▶ Exercise details: For the word "that", state how many lines of the data include it. Respond with the number only.

★ ★ ★ ★ ★ ★ ★

PR #2955, opened 2023-06-27
Creates object file from the module.

fasiddique:
This pr creates the object file for the carbon code that returns either 0 or 1. The command to convert the object code to binary is `clang <object_file_name> -o <binary_name>`


zygoloid (changes requested):
It looks like something weird has happened to your git branch (around commit 929633d4c222d186bc479d168689b5d211c774a5), and this PR has ended up with changes that undo several recent trunk commits. We'll need to fix that before we can review and merge this PR.

toolchain/codegen/codegen.cpp
```diff
@@ -10,16 +10,11 @@
...
 #include "llvm/Target/TargetOptions.h"
 #include "llvm/TargetParser/Host.h"
 
 namespace Carbon {
-
-auto PrintAssemblyFromModule(llvm::Module& module,
-                             llvm::StringRef target_triple,
-                             llvm::raw_pwrite_stream& error_stream,
-                             llvm::raw_pwrite_stream& output_stream) -> bool {
+auto CodeGen::CreateTargetMachine() -> llvm::TargetMachine* {
```
zygoloid:
```suggestion

auto CodeGen::CreateTargetMachine() -> llvm::TargetMachine* {
```

toolchain/codegen/codegen.cpp
```diff
@@ -48,24 +43,53 @@ auto PrintAssemblyFromModule(llvm::Module& module,
   std::optional<llvm::Reloc::Model> reloc_model;
   auto* target_machine = target->createTargetMachine(
       target_triple, CPU, Features, target_opts, reloc_model);
-  module.setDataLayout(target_machine->createDataLayout());
-  module.setTargetTriple(target_triple);
+  return target_machine;
+}
+auto CodeGen::EmitCode(llvm::raw_pwrite_stream& dest,
```
zygoloid, line 51:
```suggestion

auto CodeGen::EmitCode(llvm::raw_pwrite_stream& dest,
```

toolchain/codegen/codegen.h
```diff
@@ -8,15 +8,44 @@
...
 
 namespace Carbon {
-// Prints the assembly to stdout for the given llvm module.
-// If print fails, this returns false and any information about the failure is
-// printed to the error stream.
-auto PrintAssemblyFromModule(llvm::Module& module,
-                             llvm::StringRef target_triple,
-                             llvm::raw_pwrite_stream& error_stream,
-                             llvm::raw_pwrite_stream& output_stream) -> bool;
+class CodeGen {
```
zygoloid, line 15:
```suggestion

class CodeGen {
```

toolchain/codegen/codegen.h
```diff
@@ -8,15 +8,44 @@
...
+  // is printed to the error stream.
+  auto CreateTargetMachine() -> llvm::TargetMachine*;
+  // Using the llvm pass emits either assembly or object code to dest.
+  // Returns false in case of failure, and any information about the failure is
+  // printed to the error stream.
+  auto EmitCode(llvm::raw_pwrite_stream& dest,
+                llvm::TargetMachine* target_machine,
+                llvm::CodeGenFileType file_type) -> bool;
+};
 }  // namespace Carbon
```
zygoloid, line 54:
```suggestion

}  // namespace Carbon
```

toolchain/codegen/codegen.h
```diff
@@ -8,15 +8,44 @@
...
+class CodeGen {
+ public:
+  CodeGen(llvm::Module& module, llvm::StringRef triple,
+          llvm::raw_pwrite_stream& error_stream,
+          llvm::raw_pwrite_stream& output_stream)
+      : Module(module),
+        output_stream_(output_stream),
+        error_stream_(error_stream),
+        target_triple(triple){};
+  // Generates the object code file.
```
zygoloid, line 25:
```suggestion

  // Generates the object code file.
```

toolchain/codegen/codegen.h
```diff
@@ -8,15 +8,44 @@
...
+  // Creates the target machine for triple.
+  // Returns nullptr in case of failure, and any information about the failure
+  // is printed to the error stream.
+  auto CreateTargetMachine() -> llvm::TargetMachine*;
+  // Using the llvm pass emits either assembly or object code to dest.
+  // Returns false in case of failure, and any information about the failure is
+  // printed to the error stream.
+  auto EmitCode(llvm::raw_pwrite_stream& dest,
+                llvm::TargetMachine* target_machine,
+                llvm::CodeGenFileType file_type) -> bool;
```
zygoloid:
```suggestion
  // Creates the target machine for triple.
  // Returns nullptr in case of failure, and any information about the failure
  // is printed to the error stream.
  auto CreateTargetMachine() -> llvm::TargetMachine*;

  // Using the llvm pass emits either assembly or object code to dest.
  // Returns false in case of failure, and any information about the failure is
  // printed to the error stream.
  auto EmitCode(llvm::raw_pwrite_stream& dest,
                llvm::TargetMachine* target_machine,
                llvm::CodeGenFileType file_type) -> bool;

  llvm::Module& Module;
  llvm::raw_pwrite_stream& output_stream_;
  llvm::raw_pwrite_stream& error_stream_;
  llvm::StringRef target_triple;
```

toolchain/codegen/codegen.cpp
```diff
@@ -48,24 +43,53 @@ auto PrintAssemblyFromModule(llvm::Module& module,
...
+  auto* target_machine = CreateTargetMachine();
+  if (target_machine == nullptr) {
+    return false;
+  }
+  bool has_errors = EmitCode(output_stream_, target_machine,
+                             llvm::CodeGenFileType::CGFT_AssemblyFile);
+  delete target_machine;
+  return has_errors;
+}
+auto CodeGen::GenerateObjectCode(llvm::StringRef output_file) -> bool {
```
zygoloid:
```suggestion

auto CodeGen::GenerateObjectCode(llvm::StringRef output_file) -> bool {
```

toolchain/codegen/codegen.cpp
```diff
@@ -48,24 +43,53 @@ auto PrintAssemblyFromModule(llvm::Module& module,
   std::optional<llvm::Reloc::Model> reloc_model;
   auto* target_machine = target->createTargetMachine(
```
zygoloid: Prefer `std::unique_ptr<TargetMachine>` instead of manual memory management with `delete`.

toolchain/driver/driver.cpp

★ ★ ★ ★ ★ ★ ★

▶ Task answer: 2